= Wesley Guard Lyttle =

Irish newspaper publisher and editor (1844-1886)

Wesley Guard Lyttle (real name Wesley Greenhill Lyttle, pseudonym Robin, 15 April 1844 - 30 October 1896) was an Irish newspaper publisher, writer and editor.

==Life==
He was born in Newtownards, County Down. He worked as a junior reporter, schoolteacher, and editor, among other occupations. He was well known as an entertainer, often in the guise of his alter-ego "Robin", a jovial country farmer who regaled his audiences in Ulster-Scots dialect. For most of the 1870s Lyttle lived in Belfast where he began to write and perform his humorous monologues. From 1880 he owned and edited the North Down Herald. Lyttle moved the newspaper to Bangor in 1883 where it became the North Down Herald and Bangor Gazette, a strong Liberal and Home Rule paper. He published his humorous monologues as Robin’s Readings and continued to give public performances.

Lyttle is probably best remembered today for his novel Betsy Gray, or, The Hearts of Down. It first appeared in serial form in the Herald, beginning on 7 November 1885. It is a semi-historical account of Betsy Gray, a Presbyterian peasant girl who became a leader of the pikemen in the front ranks at the Battle of Ballynahinch, during the Irish rebellion of 1798. Lyttle provides a vivid, if not entirely historically accurate, account of the Rebellion in County Down, and the events immediately leading up to the insurrection.

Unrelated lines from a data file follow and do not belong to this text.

PR #78, opened 2015-01-25
Fix command-line invocation of `python read_utils.py novoindex foobar.fasta`

mlin:
...by renaming argument in NovoalignTool.index_fasta. The argument name now matches the kwargs passed by the argparser.


dpark01:
Oops, my bad!

In other news, it appears that Travis doesn't give forks the encrypted secret key, even when pull-requesting back to the main branch.  I would've thought that it would at least do it on the PR...

Issue #66, opened 2015-01-12
Replace and generalize align_and_orient steps.


dpark01:
The current align_and_orient steps rely on VFAT and some other custom scripts. They should be rewritten to remove dependency on Mosiak and to work properly on multi-chromosome genomes. A good starting point would be to steal Bellini python code for merge_contigs and order_and_orient.

dpark01:
(also, get rid of the Mosaik tool entirely)

dpark01:
Addressed in PR #216

PR #83, opened 2015-02-09
MosaikTool: fix networkFile path calculation

mlin:
`MosaikTool.get_networkFile` calculates the path incorrectly, causing MosaikAligner invocations to fail with:

```
FANN Error 1: Unable to open configuration file "/home/dnanexus/viral-ngs/tools/build/MOSAIK-2.1.33-source/networkFile/2.1.26.pe.100.0065.ann" for reading.
*** glibc detected *** /home/dnanexus/viral-ngs/tools/build/mosaik-2.1.33/bin/MosaikAligner: malloc(): memory corruption: 0x00007f4edc022550 ***
======= Backtrace: =========
[0x55e6e2]
[0x560d48]
[0x56291d]
...
```

It's unclear if/how this affects the pipeline results. At least for the two samples I use for automatic tests (SRR1553416 and SRR1553554), the final assemblies and BAMs are exactly the same with or without this fix.

A more general concern is that `assembly.py order_and_orient` appears to succeed in spite of the MosaikAligner failures. That's probably because of the V-FAT scripts not checking the return value of `system()` calls which is a common perl hazard. We might want to work [autodie](http://search.cpan.org/~nthykier/autodie-2.26/lib/autodie.pm) into those; perhaps this should be a separate to do issue.

Not even gonna get into the segfault... :P

### DIFF
--- a/test/unit/test_tools_mosaik.py
+++ b/test/unit/test_tools_mosaik.py
@@ -1,0 +1,22 @@
+# Unit tests for Novoalign aligner
+
+__author__ = "mlin@dnanexus.com"
+
+import unittest, os.path, shutil
+import util.file, tools.mosaik
+from test import TestCaseWithTmp
+
+class TestToolMosaik(TestCaseWithTmp) :
+
+    def setUp(self):
+        super(TestToolMosaik, self).setUp()
+        self.mosaik = tools.mosaik.MosaikTool()
+        self.mosaik.install()
+
+    def test_get_networkFile(self):
+        nndir = self.mosaik.get_networkFile()
+        assert os.path.exists(os.path.join(nndir, "2.1.26.pe.100.0065.ann"))
+
+    # TO DO: further testing of Mosaik invocations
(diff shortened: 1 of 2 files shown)


dpark01:
Yeah... there's lots here that I don't like, but I appreciate the quick fix to deal with immediate needs. Definitely don't get inspired to address all the V-FAT bugs. I have some thoughts on the longer term solution (and some new unincorporated code that was part of a project to replace V-FAT from scratch). See #66.

I also am not really sure what providing the reads to V-FAT accomplishes... especially since we have *two* rounds of read-based refinement that follow in our own pipeline.

In the meantime, thanks for the bug fix.  Out of curiosity, can you rebase this PR to the latest master (I just put in today)? I put a few Travis-tweaks in there and I'm curious to see if Travis builds your PR after incorporating that.

dpark01:
Oh I'll also mention, if you rebase/merge the latest master, you'll also need to move your unit test from test/ to test/unit/ (I made a space to put long-running tests in test/integration/).

PR #94, opened 2015-02-15
workaround for blastn memory leaks

mlin:
Start a new blastn process for each 1M reads. This got us through depleting the validation per-sample `.raw.bam`'s in under 10GB memory usage.


mlin:
Oops, looks like a python2/3 issue I'll look into. Travis ftw

util/misc.py
```diff
@@ -76,3 +76,31 @@ def median(l):
                 return l[half]
         else:
             raise Exception("empty list for median")
+
+# from http://biopython.org/wiki/Split_large_file
+def batch_iterator(iterator, batch_size) :
```
dpark01: How about the "grouper" function in https://docs.python.org/2/library/itertools.html#recipes

Issue #99, opened 2015-02-20
implement coordinate mapper


dpark01:
Some generic mapping utility (a class called interhost.CoordMapper) that allows us to map coordinates between related genomes.

Example input genomes:

Genome A:
```
>chr1
ATGCATGC
>chr2
GGTTTTC
```

Genome B:
```
>first_chrom
GCATTTGC
>second_chr
GGTTTCCAC
```

Expected outputs:

 - mapAtoB('chr1', 5) should return ('first_chrom', 3)

 - mapBtoA('first_chrom', 7) should return ('chr1', 7)

 - mapAtoB('chr1',1) should ... maybe raise an IndexError or .. maybe return a negative number or something (we can figure that out). Actually, I think IndexError might be better.

 - mapBtoA('first_chrom', 4) or 5 or 6 should all return the same answer

 - mapAtoB('chr1', 6) should return a deterministic answer (perhaps 4)

I've checked a basic framework into interhost.py and test/unit/test_interhost.py, but it's full of NotImplementedErrors (and @unittest.skip decorators).

iljungr:
Some questions:

Running muscle on chr1/first_chrom (with gapopen=-1) and adding numbering to the result yields:
>chr1
12345  678
ATGCA--TGC
>first_chrom
--GCATTTGC
  12345678

> mapAtoB('chr1', 6) should return a deterministic answer (perhaps 4)
> 
What is meant by deterministic? If it only means "produces the same answer on multiple runs with exactly the same input" then I would take whatever muscle maps it to, which in this case gives the answer 6. (I'm assuming muscle itself is deterministic.) If "deterministic" instead means "can easily be explained", then this wouldn't be sufficient since I don't know why muscle aligned things this way, rather than putting the gap after the T.

If we want to do anything other than take whatever answer muscle gave us, it will be complicated, and in principle would require us to do aligning ourselves. We'd essentially be asking if it could it have aligned it some other way. If all that's there is one base aligned to a run of the same base then we could handle that as a special case, but, what if you have something like this:
1234    5678
GGAT----ATGG
GGATATATATGG
123456789012
We could map 3 to either 3 or 7, since the aligner could have put the gap before or after the initial AT with the same score. The ambiguity exists even though position 3 itself is not next to a gap.

For now, in cases where muscle aligns a base to a non-gap base, I will map to that base.


[...]

PR #100, opened 2015-02-25
Irwin coord mapper

iljungr:
- Implemented CoordMapper with unit test. Space usage is not optimized in current implementation, but should be fine for viruses.
- Made muscle quite by default.


iljungr:
https://github.com/broadinstitute/viral-ngs/issues/99

test/unit/test_interhost.py
```diff
@@ -13,17 +13,37 @@ def test_help_parser_for_each_command(self):
...
+            for chrom, mappedPos in result :
+                self.assertEqual(chrom, toChrom)
+            self.assertEqual(expected,
+                             [mappedPos for chrom, mappedPos in result])
+
+        # Check that IndexError is raised when past ends of other sequence
+        for pos in [-1, 0, 1, 2, 22, 23, 24] :
+            try :
+                cm.mapAtoB('chr1', pos)
+                self.assertTrue(False) # Should never get here
```
dpark01: This block can be replaced with a self.assertRaises

dpark01:
This is awesome. I'll stare at the edge cases more carefully later today when I get a chance, but my guess is that this is spot on. Nice thing is that we can refactor the implementation later on for better space utilization, but having the test coverage in place makes that far easier.

iljungr:
There is no need to refactor in order to get better space utilization. Just define a class for storing the information that implements append, __len__, __getitem__, and __setitem__, that efficiently stores the elements in a list if there are many runs of consecutive integers. Then change the one line "map = []" to "map = MyNewClass()".

I'll put comments in the code to that effect.

test/unit/test_interhost.py
iljungr: Thanks. Done.

PR #103, opened 2015-02-28
Irwin better coord mapper

iljungr:
- Rewrote mapping algorithm in CoordMapper to make it simpler and much more space efficient.
- Extracted the class that does the mapping for two already-aligned sequences into CoordMapper2Seqs. This is useful for unit testing cases that are hard or impossible to get out of the aligner. It also might be useful for situations where we already have an alignment, or where we have to adjust the alignment.
- Added unit tests for CoordMapper2Seqs, including checking that the alignment doesn't have adjacent gaps in the two sequences without an intervening aligned pair of real bases.
- Space usage is now a constant plus 8 bytes per indel. For example, a mapper from ebolavirus to Reston virus takes less than 1KB; a mapper from the 28 megabase fly chromosome 3R to mosquito uses less than 400KB.

### DIFF
--- a/interhost.py
+++ b/interhost.py
@@ -150,18 +150,11 @@ class CoordMapper :
                 prevToPos = toArray[insertInd - 1]
                 nextToPos = toArray[insertInd]
                 assert(prevFromPos <= fromPos < nextFromPos)
-                fromLen = nextFromPos - prevFromPos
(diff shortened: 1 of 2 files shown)


dpark01:
Nice use of bisect.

His name is usually given as Wesley Guard Lyttle, due to an error in his obituary in the Belfast News-Letter, 2 November 1896.

==Select works==
- Robin's Readings, Eight Vols.
- Sons of the Sod: A Tale of County Down, 1886.
- Betsy Gray, 1888
- The Smugglers of Strangford Lough.
- Daft Eddie, 1889.
- Two Irish Arthurian Romances, published 1908.